Collected data entries:

[Start of Attachment]

PR #94, opened 2018-11-02
Caching Programme Budgets

ebsuku:
* On the provincial level, cache all the department programme budgets for a province across all years, then filter by year and department name
* In the national level, cache all department programme budgets for the year, then filter by department name

### DIFF
--- a/budgetportal/models.py
+++ b/budgetportal/models.py
@@ -7,6 +7,7 @@ from django.conf import settings
 from django.core.exceptions import ValidationError, MultipleObjectsReturned
 from django.db import models
 from django.utils.text import slugify as django_slugify
+from django.core.cache import cache
 from itertools import groupby
 from partial_index import PartialIndex
 from pprint import pformat
@@ -487,12 +488,26 @@ class Department(models.Model):
             openspending_api.get_department_name_ref() + ':"' + self.name + '"',
         ]
         if self.government.sphere.slug == 'provincial':
-            cuts.append(openspending_api.get_geo_ref() + ':"%s"' % self.government.name)
+            cuts.append(openspending_api.get_geo_ref() +
+                        ':"%s"' % self.government.name)
+
+            cache_name = 'programme-budgets-provincial-{}'.format(
+                self.government.slug)
+        else:
+            cache_name = 'programme-budgets-national'
         drilldowns = [
             openspending_api.get_programme_number_ref(),
             openspending_api.get_programme_name_ref(),
+            openspending_api.get_department_name_ref()
         ]
-        result = openspending_api.aggregate(cuts=cuts, drilldowns=drilldowns)
+        result_cache = cache.get(cache_name)
+        if result_cache:
+            result = openspending_api.filter_dept(result_cache, self.name,
+                                                  self.government.sphere.slug)
+        else:
+            result = openspending_api.aggregate(
+                cuts=cuts, drilldowns=drilldowns)
+            cache.set(cache_name, result)
         programmes = []
         for cell in result['cells']:
             programmes.append({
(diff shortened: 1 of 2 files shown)


budgetportal/openspending.py
```diff
@@ -121,6 +121,17 @@ def aggregate(self, cuts=None, drilldowns=None):
             raise Exception("More cells than expected - perhaps we should start paging")
         return aggregate_result.json()
 
+    def filter_dept(self, result, dept_name, sphere, financial_year):
+        sphere_filter = {
+            'national': 'vote_number.department',
```
jbothma: I think these names are coincidental - I think if we use self.get_department_dimension() or something like that we can keep writing code using OpenSpending types instead of column names.

budgetportal/openspending.py
```diff
@@ -121,6 +121,17 @@ def aggregate(self, cuts=None, drilldowns=None):
...
+            'provincial': 'department.department'
+        }
+        filtered_results = []
+        for budget in result['cells']:
+            if budget[sphere_filter[sphere]] == dept_name and budget['financial_year.financial_year'] == financial_year:
```
jbothma: here we should also be using self.get_financial_year_ref() or whatever it is instead of 'financia_year.financial_year'

budgetportal/models.py
```diff
@@ -482,17 +483,35 @@ def get_programme_budgets(self):
...
+
         if self.government.sphere.slug == 'provincial':
-            cuts.append(openspending_api.get_geo_ref() + ':"%s"' % self.government.name)
+            cuts.append(openspending_api.get_geo_ref() +
+                        ':"%s"' % self.government.name)
+
+            cache_name = 'programme-budgets-provincial-{}'.format(
+                self.government.slug)
+        else:
+            cache_name = 'programme-budgets-national'
```
jbothma: I think the caching could happen inside openspending.aggregate using the URL as the cache key - then this module doesn't have to be aware of it. What do you think? We'd obviously need to build the full URL, while we currently pass a params dict to requests.get

budgetportal/openspending.py
```diff
@@ -121,16 +120,28 @@ def aggregate_url(self, cuts=None, drilldowns=None):
...
+        else:
+            aggregate_result = self.session.get(url)
+            logger.info("request %s took %dms", aggregate_result.url,
+                        aggregate_result.elapsed.microseconds / 1000)
+            aggregate_result.raise_for_status()
+            aggregate_result = aggregate_result.json()
+            if aggregate_result['total_cell_count'] > PAGE_SIZE:
+                raise Exception(
+                    "More cells than expected - perhaps we should start paging")
+            cache.set(url, aggregate_result)
```
jbothma: can we cache this for 5 minutes?

ebsuku: Default caching is set for 5 min

budgetportal/openspending.py
```diff
@@ -121,16 +120,28 @@ def aggregate_url(self, cuts=None, drilldowns=None):
...
-            aggregate_result.url,
-            aggregate_result.elapsed.microseconds / 1000
-        )
-        aggregate_result.raise_for_status()
-        if aggregate_result.json()['total_cell_count'] > PAGE_SIZE:
-            raise Exception("More cells than expected - perhaps we should start paging")
-        return aggregate_result.json()
+        result_cache = cache.get(url)
+        if result_cache:
+            aggregate_result = result_cache
```
jbothma: please add a cache hit log line

budgetportal/openspending.py
```diff
@@ -121,16 +120,28 @@ def aggregate_url(self, cuts=None, drilldowns=None):
...
+        else:
+            aggregate_result = self.session.get(url)
```
jbothma: please add a cache miss log line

[End of Attachment]

__Assignment__: Copy every line of the data that carries the word "this".

__Output below__:
jbothma: I think the caching could happen inside openspending.aggregate using the URL as the cache key - then this module doesn't have to be aware of it. What do you think? We'd obviously need to build the full URL, while we currently pass a params dict to requests.get
jbothma: can we cache this for 5 minutes?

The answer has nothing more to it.